Procureurs des intervenants Equal Pay Coalition, La Coalition pour l’équité salariale du Nouveau‑Brunswick et le Fonds d’action et d’éducation juridiques pour les femmes : Faraday Law, Toronto; Cavalluzzo, Toronto.
Procureurs de l’intervenante l’Alliance de la fonction publique du Canada : Raven, Cameron, Ballantyne & Yazbeck, Ottawa.
Procureurs de l’intervenante la Centrale des syndicats du Québec : Barabé Casavant (Services juridiques de la CSQ), Montréal.
Procureurs des intervenants L’Institut professionnel de la fonction publique du Canada, L’Association canadienne des employés professionnels, L’Association canadienne des agents financiers et L’Association professionnelle des agents du Service extérieur : Goldblatt Partners, Ottawa.

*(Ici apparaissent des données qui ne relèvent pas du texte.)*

PR #113, opened 2019-06-15
Fix syntax error and update example on homepage

wezm:
I tried building the code on the homepage and ran into some issues. This PR updates the example code so that it compiles and runs.

### DIFF
--- a/index.md
+++ b/index.md
@@ -37,23 +37,29 @@ layout: wide
 
 Prepare your system: [Requirements](http://gtk-rs.org/docs-src/requirements.html)
 
-Include `gtk` in your `Cargo.toml` and set the minimal GTK version required by your project:
+Include `gtk` and `gio` in your `Cargo.toml` and set the minimal GTK version required by your project:
 {% assign gtk = site.data.crates | where: "name", "gtk" %}
 
 ~~~toml
 [dependencies.gtk]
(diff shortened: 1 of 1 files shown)


index.md
```diff
@@ -62,12 +68,13 @@ Create an application, etc.
...
 fn main() {
-    let application = Application::new("com.github.gtk-rs.examples.basic", Default::default()))
+    let application = Application::new("com.github.gtk-rs.examples.basic", Default::default())
         .expect("failed to initialize GTK application");
 
     application.connect_activate(|app| {
-        let window = ApplicationWindow::new();
+        let window = ApplicationWindow::new(app);
         window.set_title("First GTK+ Program");
+        window.set_border_width(10);
```
GuillaumeGomez: I'm not sure this line is very useful in this example. ;°

wezm: Perhaps not but I was mostly just updating it to do what https://github.com/gtk-rs/examples/blob/master/src/bin/basic.rs does.

GuillaumeGomez: The goal is to remain as small as possible in here to just let users see a sample. Please remove this line and then I merge.

wezm: Fixed :)

GuillaumeGomez:
Thanks!

PR #119, opened 2019-07-08
Remove obsolete "known problem" from Windows instructions

sdroege:
Also clarify a bit that it's not interfacing with other Windows
libraries that is possible with the MSVC toolchain, but only with ones
that are incompatible with MINGW. Which are not that many after all.

And add a comment that using the MSVC toolchain allows using the Visual
Studio debugger.

### DIFF
--- a/docs-src/requirements.md
+++ b/docs-src/requirements.md
@@ -30,8 +30,9 @@ The __gtk__ crate expects __GTK+__, __GLib__ and __Cairo__ development files to 
 ## Windows
 
 On Windows Rust can use either the MSVC toolchain or the GNU toolchain. The latter is easier to
-install, but the former provides a better overall experience and allows interfacing with other
-Windows libraries.
+install, but the former provides a better overall experience and allows interfacing with Windows
+libraries that are incompatible with the GNU toolchain and allows for example usage of the
+Visual Studio debugger.
 
 ### MSVC toolchain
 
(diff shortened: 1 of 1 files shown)


docs-src/requirements.md
```diff
@@ -30,8 +30,9 @@ The __gtk__ crate expects __GTK+__, __GLib__ and __Cairo__ development files to
 ## Windows
 
 On Windows Rust can use either the MSVC toolchain or the GNU toolchain. The latter is easier to
-install, but the former provides a better overall experience and allows interfacing with other
-Windows libraries.
+install, but the former provides a better overall experience and allows interfacing with Windows
+libraries that are incompatible with the GNU toolchain and for example usage
```
GuillaumeGomez: "and for example usage of the..." sounds a bit weird to me?

sdroege: [...] and allows [thing one] and for example usage of [...]

Should I repeat the verb?

sdroege: Yes? :)

EPashkin:
@sdroege Thanks

docs-src/requirements.md
GuillaumeGomez: Yes! Sorry. ^^'

sdroege: Done

GuillaumeGomez:
Thanks!

PR #123, opened 2019-08-30
Remove unused channels

GuillaumeGomez:
cc @EPashkin @sdroege

### DIFF
--- a/docs-src/contact.md
+++ b/docs-src/contact.md
@@ -8,14 +8,11 @@ There are multiple ways to contact directly `Gtk-rs` developers:
 
 # IRC
 
-In here you have the choice between two channels on two different servers:
+Channel #rust on **irc.gimp.org** server.
 
- * #gtk-rs on irc.mozilla.org
- * #rust on irc.gimp.org
+# Matrix
 
-# Gitter
-
-You can find us on gitter at this address: [gitter.im/gtk-rs/gtk](https://gitter.im/gtk-rs/gtk).
+You can connect using: **#gimpnet#gnome:matrix.org**.
 
 # Github
 


docs-src/contact.md
```diff
@@ -8,14 +8,7 @@ There are multiple ways to contact directly `Gtk-rs` developers:
...
 
-In here you have the choice between two channels on two different servers:
-
- * #gtk-rs on irc.mozilla.org
- * #rust on irc.gimp.org
-
-# Gitter
-
-You can find us on gitter at this address: [gitter.im/gtk-rs/gtk](https://gitter.im/gtk-rs/gtk).
+#rust on irc.gimp.org
```
sdroege: Why make this a headline? Shouldn't it just be normal test, and ideally with some more information how to get there and maybe also how to use it from Matrix? :)

GuillaumeGomez: Oh crap. I'll rephrase it a bit to avoid this heading issue. Also, I don't use Matrix so it'll need someone using it to add instructions. :)

EPashkin: @GuillaumeGomez why gitter was removed?

GuillaumeGomez: Is anyone still using gitter?

sdroege: I always forget to get online on gitter again. But there are people and they're sometimes asking questions :) Probably not so active because none of us is very active there.

For Matrix, you've already put instructions for that into the topic of the IRC channel on the Mozilla network. Just copy that!

GuillaumeGomez:
Updated.

sdroege:
:+1: Unless someone feels like gitter should stay (but then that person should also stay on gitter and help people there).

EPashkin:
👍

GuillaumeGomez:
Then I merge. Adios gitter! :)

PR #126, opened 2019-10-10
remove and update expired  links

mr-tron:


sdroege:
That was fixed as part of https://github.com/gtk-rs/gtk-rs.github.io/pull/133 and https://github.com/gtk-rs/gtk-rs.github.io/pull/134

PR #338, opened 2019-08-03
[appveyor] Use previous image

375gnu:
it looks like after the recent update we have issues with vcpkg. so let's just use an old image.


375gnu:
Because there are only 2 persons who can review PR, and I can't do that with my own :)

PR #339, opened 2019-08-04

lrm25:


src/celestia/helper.cpp
```diff
@@ -0,0 +1,99 @@
...
+            return true;
+        }
+    }
+    return false;
+}
+
+
+bool Helper::hasPrimary(Body* body)
+{
+    switch (body->getClassification()) {
```
375gnu: Please move `{` to the next line

src/celestia/helper.cpp
```diff
@@ -0,0 +1,99 @@
...
+        case Body::Planet:
```
375gnu: Please align `case` with `switch`

src/celestia/helper.cpp
```diff
@@ -0,0 +1,99 @@
...
+    return false;
+}
+
+
+Selection Helper::getPrimary(Body* body)
+{
+    PlanetarySystem* system = body->getSystem();
+    if (system == nullptr)
+    {
+        return Selection((Body*)nullptr);
```
375gnu: Just `return Selection()`. And `{}` are not required in a single line body (but you may leave them, we are not very consistent in this).

src/celestia/helper.cpp
```diff
@@ -0,0 +1,99 @@
...
+    }
+
+    Body* primaryBody = system->getPrimaryBody();
+    if (primaryBody != nullptr) {
```
375gnu: Please move `{` to the next line

src/celestia/helper.cpp
```diff
@@ -0,0 +1,99 @@
...
+        }
+    }
+
+    Star* primaryStar = system->getStar();
+    if (primaryStar != nullptr)
+    {
+        return Selection(primaryStar);
+    }
+
+    return Selection((Body*)nullptr);
```
375gnu: `return Selection()`

src/celestia/helper.h
```diff
@@ -0,0 +1,19 @@
+#ifndef _HELPER_H_
+#define _HELPER_H_
+
+class Body;
+class Selection;
+
+class Helper
+{
+    public:
+        static bool hasPrimary(Body* body);
```
375gnu: Please fix indents: before `public` & `private` we use only 1 space, and 4 before methods.

Add `const` to `Body*` to tell a compiler that we don't modify `body`.

375gnu:
great. i'll implement a win32 version

PR #340, opened 2019-08-04
Use common base for reference counting classes.

pirogronian:


src/celengine/frame.h
```diff
@@ -23,14 +24,12 @@
  * (which specifies the coordinate axes at a given time) and the
  * nestingDepth() method (which is used to check for recursive frames.)
  */
-class ReferenceFrame
+class ReferenceFrame : public RefCounted
 {
+ protected:
```
375gnu: 1. Why `protected`?
1. Why do you override empty destructor with another empty one?

src/celengine/refcounted.cpp
```diff
@@ -0,0 +1,4 @@
+
```
375gnu: this file is not required, it's effectively empty

src/celengine/refcounted.cpp
```diff
@@ -0,0 +1,4 @@
...
+#include "refcounted.h"
+
+RefCounted::~RefCounted() {}
```
375gnu: and this is something absolutely weird, you mark `RefCounted::~RefCounted()` as 0 but here add an implementation

src/celengine/refcounted.h
```diff
@@ -0,0 +1,26 @@
+
```
375gnu: Please add a license

src/celengine/refcounted.h
```diff
@@ -0,0 +1,26 @@
...
+#pragma once
+
+class RefCounted
+{
+ protected:
```
375gnu: Why `protected`?

src/celengine/refcounted.h
```diff
@@ -0,0 +1,26 @@
...
+    mutable int m_refCount { 0 };
+    virtual ~RefCounted() = 0;
```
375gnu: not RAII

src/celengine/refcounted.h
```diff
@@ -0,0 +1,26 @@
...
+ public:
+    int addRef() const
```
375gnu: This method modifies internal state, why it's `const`?

src/celengine/solarsys.cpp
```diff
@@ -480,8 +480,8 @@ static bool CreateTimeline(Body* body,
         if (value->getType() != Value::ArrayType)
         {
             clog << "Error: Timeline must be an array\n";
-            delete defaultBodyFrame;
-            delete defaultOrbitFrame;
+            defaultBodyFrame->release();
```
375gnu: not RAII

src/celengine/refcounted.cpp
pirogronian: I thought exactly the same, but without it there is a linker error. I found this solution on the Internet...

src/celengine/frame.h
pirogronian: 1. To prevent manual destruction. I followed original implementation.
2. Again I followed original implementation. I presumed it's because of virtuality of descructor.

src/celengine/refcounted.cpp
pirogronian: As above...

src/celengine/refcounted.h
pirogronian: Again, I just followed original implementation :-)

pirogronian:
I wanted shared_ptr but you mentioned its poor performance. This implementation may be a bit rough, but it has fast lookup (pure pointer). Using shared_ptr for names nadling slowed Celestia down noticeably in my branch #247 .

375gnu:
@pirogronian 
In #247 your simply replaced plain pointers with shared_ptr, and because we have quite lot names, you noticed slowdown. Here we don't need so many objects so the slowdown should be neglible. And as a bonus your change should be thread safe so less changes in future.

pirogronian:
@375gnu
Using shared_ptr just because we have relatively small objects using it is temporary, while I want something more reliable. In the future number of objects using timelines can grow up (I plan to make it common in AstroObject). Moreover, I have to replace  shared pointers of names with something faster.

375gnu:
«Preliminary optimization is the root of all evil». How many objects will use shared timelines, how much it will slowdown data processing? Until we have numbers I consider shared_ptr a much better solution.

pirogronian:
Actually all bodies use timelines and so, timeline phases, which are already refcounted. All I did is making some code common. Lack of refcounting blocks me in my attempts to implement dynamic object modification and unloading.

375gnu:
Neither you is a C++ guru to implement correctly such refcounted object nor me to verify it. Let's use shared_ptr and only if we have noticeable slowdown think about alternative implementations.

pirogronian:
I didn't know that for implementing simple refcounting someone have to be a c++ guru... :-) Especially if this implementation already was in the code. However, I will did what you demand.

375gnu:
@pirogronian as shared_ptr is so slow, could you implement refcounting class looking more or less like smart pointer?

pirogronian:
@375gnu I hope so. I mentioned one proposition in [first comment](https://github.com/CelestiaProject/Celestia/pull/340#issuecomment-518029503).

[1] L’article 11 prévoit notamment ce qui suit :
* 11 (1) Constitue un acte discriminatoire le fait pour l’employeur d’instaurer ou de pratiquer la disparité salariale entre les hommes et les femmes qui exécutent, dans le même établissement, des fonctions équivalentes.
(2) Le critère permettant d’établir l’équivalence des fonctions exécutées par des salariés dans le même établissement est le dosage de qualifications, d’efforts et de responsabilités nécessaire pour leur exécution, compte tenu des conditions de travail.
[2] Lors de la ratification, le Canada a formulé une déclaration au sujet de l’al. 11(1)d) (voir 1257 R.T.N.U. 496). Cette déclaration a été retirée en 1992 (voir 1676 R.T.N.U. 554), mais elle indiquait que les législateurs canadiens « ont mis en pratique le concept de l’égalité de rémunération tel qu’il est envisagé à l’alinéa d du paragraphe 1 de l’article 11 en adoptant une législation qui prévoit la fixation des taux de rémunération sans discrimination fondée sur le sexe. Les autorités compétentes du Canada continueront à faire droit à l’objectif visé par l’alinéa d du paragraphe 1 de l’article 11 , et à cette fin, elles ont mis au point et le cas échéant continueront à mettre au point de nouvelles mesures, législatives et autres. »
[3] Les salariés d’une entreprise de moins de 10 employés qui veulent faire corriger des iniquités salariales doivent encore recourir au processus de plainte fondé sur l’art. 19 de la Charte québécoise. À l’inverse, les salariés visés par la Loi sur l’équité salariale ne peuvent déposer de plainte en vertu de la Charte québécoise et peuvent uniquement demander réparation en recourant aux mécanismes prévus par la Loi sur l’équité salariale.
[4] Les articles 41 et 42 exposent des situations particulières dans lesquelles les obligations de l’employeur demeurent malgré des changements de circonstances. En voici un extrait :
41. Si, avant qu’un programme d’équité salariale ait été complété, une association est accréditée en vertu du Code du travail (chapitre C-27) pour représenter des salariés de l’entreprise, les obligations relatives à l’établissement de ce programme demeurent inchangées.
. . .
42. L’aliénation de l’entreprise ou la modification de sa structure juridique n’a aucun effet sur les obligations relatives aux ajustements salariaux ou à un programme d’équité salariale. Le nouvel employeur est lié par ces ajustements ou ce programme.
Lorsque plusieurs entreprises sont affectées par une modification de structure juridique par fusion ou autrement, les modalités d’application de la présente loi qui tiennent compte de la taille de l’entreprise sont, pour l’entreprise qui résulte de cette modification, déterminées en fonction de l’entreprise qui comptait le plus grand nombre de salariés.
[5] Par l’art. 14 de la Loi modifiant la Loi sur l’équité salariale de 2009.
[6] Par l’art. 23 de la Loi modifiant la Loi sur l’équité salariale de 2009.
[7] Par l’art. 40 de la Loi modifiant la Loi sur l’équité salariale de 2009.